Invasive knotweed is also an invasive plant that prefers wet areas near streams. The city of Qualicum is concerned with both Japanese Knotweed and Giant Hogweed. The plant is outcompeting native species and is also difficult to eradicate because the roots will fragment and grow into new plants when attempting to dig them up. Knotweed was initially brought from East Asia as an ornamental gardening plant in 1901 but it propagates easily and becomes dominant. Giant Hogweed seeds remain viable in the soil for up to 15 years. The leaves and stems themselves contain a toxic sap that has averse effects when brought into contact with skin.

The primary method way to remove invasive knotweed plants is through herbicide, which Parks Canada implements in addition to other control methods like biological, mechanical and chemical. Chemical methods are only considered for plants with long viability periods in soil.

=== Endangered species ===
The diverse biotic environment includes many species, including over 60 water bird species. The aviary population includes endangered species such as the great blue heron. The birds are removing 3% of fish heading out to the Salish sea. The herons live in woodlands adjacent to estuaries, but they are very sensitive to human activity and can abandon their nests if people come too close.

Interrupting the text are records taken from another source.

PR #5847, opened 2022-10-18
[WIP] feat(eslint-plugin): [no-unused-type-properties] add rule

JoshuaKGoldberg:
## PR Checklist

- [x] Addresses an existing open issue: fixes #1328
- [x] That issue was marked as [accepting prs](https://github.com/typescript-eslint/typescript-eslint/issues?q=is%3Aopen+is%3Aissue+label%3A%22accepting+prs%22)
- [x] Steps in [CONTRIBUTING.md](https://github.com/typescript-eslint/typescript-eslint/blob/main/CONTRIBUTING.md) were taken

Issue #6442, opened 2023-02-08
Rule proposal: disallow unused return types


KhafraDev:
### Before You File a Proposal Please Confirm You Have Done The Following...

- [X] I have [searched for related issues](https://github.com/typescript-eslint/typescript-eslint/issues?q=is%3Aissue+label%3A%22enhancement%3A+new+plugin+rule%22) and found none that match my proposal.
- [X] I have searched the [current rule list](https://typescript-eslint.io/rules/#supported-rules) and found no rules that match my proposal.
- [X] I have [read the FAQ](https://typescript-eslint.io/linting/troubleshooting) and my problem is not listed.

### My proposal is suitable for this project

- [X] My proposal specifically checks TypeScript syntax, or it proposes a check that requires type information to be accurate.
- [X] My proposal is not a "formatting rule"; meaning it does not just enforce how code is formatted (whitespace, brace placement, etc).
- [X] I believe my proposal would be useful to the broader TypeScript community (meaning it is not a niche proposal).

### Description

Paired with [explicit-function-return-types](https://typescript-eslint.io/rules/explicit-function-return-type), it's possible to include extraneous return types that are never used. This can happen when refactoring code meaning that some code branches might become impossible to reach.

For example you might have this function:
```ts
function random (param?: string): string | null {
  if (typeof param !== 'string') return null
  
  return 'has param'
}
```

where the return types are correct, but then it's refactored to

```ts
// note that param is no longer optional but the return type is the same union
function random (param: string): string | null {
  return 'has param'
}
```

and let's assume it's being used in a codebase before param is required:

```ts
const rand = random(param)

if (rand === null) {
  throw new Error('...')
}
```

since the return type is unchanged, the null check branch might not be removed during refactoring, and neither the linter or tsc will complain about it.

### Fail Cases

```typescript
function test (): string | null {
  return 'string'
}

class A {
  static test (): string | null {
    return 'string'
  }

  test (): string | null {
    return 'string'
  }
}
```

### Pass Cases

```typescript
function test (): string {
  return 'string'
}

class A {
  static test (): string | null {
    if (Math.random() < 0.5) return null

    return 'string'
  }

  test (): string {
    return 'string'
  }
}
```

### Additional Info

It's totally possible I missed an issue that matched this proposal, but I couldn't find any.

JoshuaKGoldberg:
[...]

PR #10344, opened 2024-11-16
feat(eslint-plugin): new rule `no-unused-destructure-type-properties`

### LINKED ISSUE #1328: New rule suggestion: complete destructuring of parameters
Consider this code:

```ts
function Button({ text }: {
  text: string;
  onClick: () => void;
}) {
  return <button>{text}</button>;
}
```

The `onClick` prop was accidentally omitted, and no current rule is able to catch it (that I know of). I suggest a rule, called maybe `fully-destructure-arguments`, which would trigger if a property is present on an object type, but is not destructured.

It (probably) shouldn't trigger for interfaces et al, only immediate inline object types. An interface may be used elsewhere, but an inline object type is only used in one place, so if it's destructured and is missing a prop, the forgotten prop is guaranteed never to be used.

Qualicum NWA contains Garry oak ecosystem, the only oak species native to British Columbia. These oaks are rapidly dwindling due to habitat loss in many of the places they are found. Within these ecosystems, the soil is dark and rich, benefitting herbaceous understory vegetation. The ecosystems are thought to have upwards of a hundred plant and animal species. The Garry Oaks are drought resistant plants with leaves that prevent a lot of water loss.

== Tourism ==
About a 20 minute drive from Qualicum NWA is Qualicum Beach, a popular tourist destination. The attraction prides itself on their extensive beaches, forests and wildlife though the area has undergone much more human intervention than Qualicum NWA.

Hunting is not permitted at most of the NWA except waterfowl such as Brant geese which may be hunted at the Rosewall Creek unit. The necessary permits but be obtained in order to hunt.